### What is expected:
Extract every line of the material that holds the string "triangles".

### Input for this task:

PR #5628, opened 2025-07-21
[Mapping.Linear] BarycentricMappingTopologyContainerMapper: use array for barycentric coefficients

fredroy:
All the classes inheriting BarycentricMappingTopologyContainerMapper (EdgeSetTopologyContainer, etc) have to implement a method which returns a vector of barycentric coefficients.
And then it is used in various methods (apply(), etc) where a copy is done for *every element* , which means an alloc and dealloc everytime.
Obviously this causes a big performance loss.

This PR replace the creation of a vector with a fixed array, as we know in advance the size of the array (number of elements). So there would be no need of dynamic alloc/dealloc.
With this PR, the performance of Barycentric Mapping where the "input topology" is a TopologyContainer is closer to "static" topologies such as grids or MeshTopology.

This PR introduces also a scene to emphasize the performance of the BarycentricMapping.

Some numbers (with the raptor, the biggest OBJ file in the repo, 35k vertices, 70k triangles) with 5000 steps:
`topology container master: 5000 iterations done in 24.857 s ( 201.15 FPS)`
`topology container PR : 5000 iterations done in 13.1221 s ( 381.036 FPS)`
`sparsegrid: 5000 iterations done in 11.4556 s ( 436.467 FPS)`
`meshtopology: 5000 iterations done in 11.4605 s ( 436.28 FPS)`

And to illustrate even more the problem, I tried the same scene with the stanford buddha (315k vertices, 630k triangles)
`topology container master: 5000 iterations done in 172.78 s ( 28.9385 FPS)`
`topology container PR: 5000 iterations done in 67.423 s ( 74.1586 FPS)`
`sparsegrid: 5000 iterations done in 51.0929 s ( 97.8609 FPS)`

NOTE: 
 - no compat because I dont think people inherited this mapper thing
 - I changed the name because getBaryCoef did not sound serious to me 🫢

### DIFF
--- a/Sofa/Component/Mapping/Linear/src/sofa/component/mapping/linear/BarycentricMappers/BarycentricMapperTopologyContainer.h
+++ b/Sofa/Component/Mapping/Linear/src/sofa/component/mapping/linear/BarycentricMappers/BarycentricMapperTopologyContainer.h
@@ -148,7 +148,7 @@ protected:
     ~BarycentricMapperTopologyContainer() override = default;
 
     virtual type::vector<Element> getElements()=0;
-    virtual std::array<SReal, Element::NumberOfNodes> getBarycentricCoefficients(const Real* barycentricCoordinates)=0;
+    virtual std::array<Real, Element::NumberOfNodes> getBarycentricCoefficients(const Real* barycentricCoordinates)=0;
     
     virtual void computeBase(Mat3x3d& base, const typename In::VecCoord& in, const Element& element)=0;
     virtual void computeCenter(Vec3& center, const typename In::VecCoord& in, const Element& element)=0;
--- a/Sofa/Component/Mapping/Linear/src/sofa/component/mapping/linear/BarycentricMappers/BarycentricMapperTopologyContainer.h
+++ b/Sofa/Component/Mapping/Linear/src/sofa/component/mapping/linear/BarycentricMappers/BarycentricMapperTopologyContainer.h
@@ -148,7 +148,7 @@ protected:
     ~BarycentricMapperTopologyContainer() override = default;
 
     virtual type::vector<Element> getElements()=0;
-    virtual std::array<SReal, Element::NumberOfNodes> getBarycentricCoefficients(const Real* f)=0;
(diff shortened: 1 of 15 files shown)


fredroy:
[ci-build][with-all-tests]

Sofa/Component/Mapping/Linear/src/sofa/component/mapping/linear/BarycentricMappers/BarycentricMapperTopologyContainer.h
```diff
@@ -148,7 +148,8 @@ class BarycentricMapperTopologyContainer : public TopologyBarycentricMapper<In,O
     ~BarycentricMapperTopologyContainer() override = default;
 
     virtual type::vector<Element> getElements()=0;
-    virtual type::vector<SReal> getBaryCoef(const Real* f)=0;
+    virtual std::array<SReal, Element::NumberOfNodes> getBarycentricCoefficients(const Real* f)=0;
```
alxbilger:
```suggestion
    virtual std::array<Real, Element::NumberOfNodes> getBarycentricCoefficients(const Real* f)=0;
```
Is it ok to return `Real` and not `SReal` here?

alxbilger: Could you add a description of the `f` parameter? Or maybe a more explicit name?

alxbilger (commented):
Nice speedups 🎆

Sofa/Component/Mapping/Linear/src/sofa/component/mapping/linear/BarycentricMappers/BarycentricMapperTopologyContainer.h
fredroy: > Is it ok to return `Real` and not `SReal` here?

The main reason is that I took the same type as the getBaryCoef 😅.
I guess it would be better to set the same type everywhere

hugtalbot (approved):

bakpaul (approved):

### Problem solution:
Some numbers (with the raptor, the biggest OBJ file in the repo, 35k vertices, 70k triangles) with 5000 steps:
And to illustrate even more the problem, I tried the same scene with the stanford buddha (315k vertices, 630k triangles)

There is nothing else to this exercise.